A filósofa Carissa Véliz propõe uma analogia inquietante: a inteligência artificial teria assumido o papel do Oráculo de Delfos. A comparação não é mero recurso retórico. Ao transformar previsões em base para decisões concretas — de crédito a emprego —, a tecnologia passa a influenciar não apenas o futuro, mas também as possibilidades do presente.

A capacidade de prever sempre foi uma vantagem competitiva. No entanto, o que muda com a inteligência artificial é a escala e a autoridade atribuída a essas previsões. Algoritmos alimentados por dados históricos passam a decidir quem merece uma oportunidade, quem representa risco e até quem deve ser monitorado. No Brasil, isso já se manifesta em sistemas de crédito, plataformas digitais e até em iniciativas de segurança pública. A promessa de eficiência, contudo, esconde um problema estrutural: previsões não são fatos, mas inferências — frequentemente contaminadas por vieses.

Mais do que imprecisas, essas previsões podem se tornar profecias autorrealizáveis. Um sistema que classifica alguém como “alto risco” pode negar crédito, restringir oportunidades e, assim, produzir exatamente o comportamento que dizia antecipar. Nesse sentido, a inteligência artificial não apenas descreve o mundo, mas ajuda a moldá-lo. O risco é substituir critérios transparentes e contestáveis por decisões opacas, cuja lógica escapa ao próprio indivíduo afetado.

Há, ainda, uma questão mais profunda: ao tratar pessoas como previsíveis, reduz-se sua condição de agentes livres. Diferentemente do clima ou do mercado, seres humanos podem mudar de trajetória, contrariar expectativas e reinventar seus caminhos. Ignorar isso é não apenas um erro técnico, mas um equívoco ético.

Diante desse cenário, a ausência de debate público e de regras claras é preocupante. Não se trata de rejeitar a tecnologia, mas de delimitar seu uso.
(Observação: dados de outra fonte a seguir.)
PR #312, opened 2023-09-15
Adding new metrics to the metrics system

jespino:


server/handlers/handlers.go
```diff
@@ -194,21 +211,21 @@ func (ah *ActivityHandler) handleCreatedActivity(activityIds msteams.ActivityIds
 			}
 		}
 
-		return
+		return discardedReasonOther
```
jespino, line 214: @manojmalik20 do you mind to take a look to this. It looks like a bug. From my understanding of the code here is, if the user is a guest and the guest user are not synced, we stop processing the event here. My expectation is we still process the event.

server/handlers/handlers.go
```diff
@@ -25,11 +26,23 @@ const (
 	numberOfWorkers       = 20
 	activityQueueSize     = 1000
 	msteamsUserTypeGuest  = "Guest"
+
+	discardedReasonNone                   = ""
+	discardedReasonInvalidChangeType      = "invalid_change_type"
+	discardedReasonIsBotUser              = "is_bot_user"
+	discardedReasonUnableToGetTeamsData   = "unable_to_get_teams_data"
+	discardedReasonNotUserEvent           = "no_user_event"
+	discardedReasonOther                  = "other"
```
jespino, line 35: I'm using this other to not put every single possible type of failure here. But this are counters, so I don't think is that problematic, we only process 3 change types, so the metrics are going to be 3 * number of errors, and because it is a counter, it only add item to the list per combination.

server/handlers/handlers.go
manojmalik20: @jespino This was the requirement from ServiceNow. If a guest user is posting a message on Teams, and the setting `SyncGuestUsers` is off, then we have to discard all his activities. Although, I think that this may be a bug in the "UpdatedActivity" function as we're not doing this there. I'll check this out.

server/metrics/metrics.go
```diff
@@ -120,6 +152,24 @@ func (m *Metrics) ObserveConnectedUsersTotal(count int64) {
...
+
+func (m *Metrics) ObserveProcessedChangeEventTotal(changeType string, discardedReason string) {
+	if m != nil {
+		m.processedChangeEventTotal.With(prometheus.Labels{"change_type": changeType, "discarded_reason": discardedReason}).Inc()
+	}
+}
+
+func (m *Metrics) ObserveLifecycleEventTotal(lifecycleEventType string) {
+	if m != nil {
+		m.lifecycleEventTotal.With(prometheus.Labels{"lifecycle_event_type": lifecycleEventType}).Inc()
```
lieut-data, line 169: nit: is the `lifecycle_` prefix for the `event_type` necessary? (We don't do `change_event_change_type` above.)

lieut-data (approved):
Excellent!

server/metrics/metrics.go
```diff
@@ -78,6 +83,33 @@ func NewMetrics(info InstanceInfo) *Metrics {
...
+		Name:        "change_event_total",
+		Help:        "The total number of MS Teams change events received.",
+		ConstLabels: additionalLabels,
+	}, []string{"change_type"})
+	m.registry.MustRegister(m.changeEventTotal)
+
+	m.processedChangeEventTotal = prometheus.NewCounterVec(prometheus.CounterOpts{
+		Namespace:   MetricsNamespace,
+		Subsystem:   MetricsSubsystemEvents,
+		Name:        "discared_change_event_total",
```
manojmalik20, line 98:
```suggestion
		Name:        "processed_change_event_total",
```

server/handlers/handlers.go
```diff
@@ -194,21 +211,21 @@ func (ah *ActivityHandler) handleCreatedActivity(activityIds msteams.ActivityIds
...
 			// Skipping because direct/group messages are disabled
-			return
+			return discardedReasonDirectMessagesDisabled
 		}
 
 		channelID, err = ah.getChatChannelID(chat)
 		if err != nil {
 			ah.plugin.GetAPI().LogError("Unable to get original channel id", "error", err.Error())
-			return
+			return discardedReasonOther
```
manojmalik20, line 228:
```suggestion
			return discardedReasonUnableToGetTeamsData
```

lieut-data (approved):

manojmalik20 (approved):
Please fix CI.

jespino:
@manojmalik20 this is reviewed and CI is passing, and main branch is merged, feel free to merge it whenever you consider.

manojmalik20:
@jespino Will merge this after release 1.2.0 tomorrow.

Em quais situações a previsão deve orientar decisões? Quando ela deve ser ignorada em favor de critérios mais justos e transparentes?

Em última instância, a reflexão proposta é simples e urgente: sociedades livres não podem delegar suas escolhas a oráculos — sejam eles de pedra ou de código. Desconfiar das previsões é, paradoxalmente, uma forma de preservar o futuro em aberto.